Start of RECORD SET

Issue #486, opened 2020-09-09
Add number of each type of item to crawl stats


jpmckinney:
It would be useful to track the number of file, fileitem, and fileerror items that have been sent to Kingfisher Process.

Kingfisher Archive can also use these stats to assess the error rate. (Open an issue there once this is closed.)

Related #411

yolile:
closded by #551

PR #551, opened 2020-11-06
Add stats about items sent to kingfisher process

yolile:


jpmckinney:
#486

jpmckinney:
Oops, I described something different than what I wanted in #486. Instead, what is desired is just a count of items that make it through the pipeline. So, we can put this in a new extension.

yolile:
@jpmckinney sure, no worries, so the new extension should count each type of item and then in `spider_close` log the counts?

jpmckinney:
I think it can just `inc_value` on the `item_scraped` handler.

yolile:
ready to review again @jpmckinney

kingfisher_scrapy/extensions.py
```diff
@@ -100,6 +101,29 @@ def _write_file(self, path, data):
                 json.dump(data, f)
 
 
+class KingfisherItemCount:
+    def __init__(self, stats):
+        self.stats = stats
+        for item_type in KingfisherItem.__subclasses__():
+            self.stats.set_value(self._get_count_type_name(item_type), 0)
```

End of RECORD SET

- **WORK TO BE COMPLETED**
Please copy out every line in the listing that has the string "data".

- **FINAL ANSWER**
@@ -100,6 +101,29 @@ def _write_file(self, path, data):
                 json.dump(data, f)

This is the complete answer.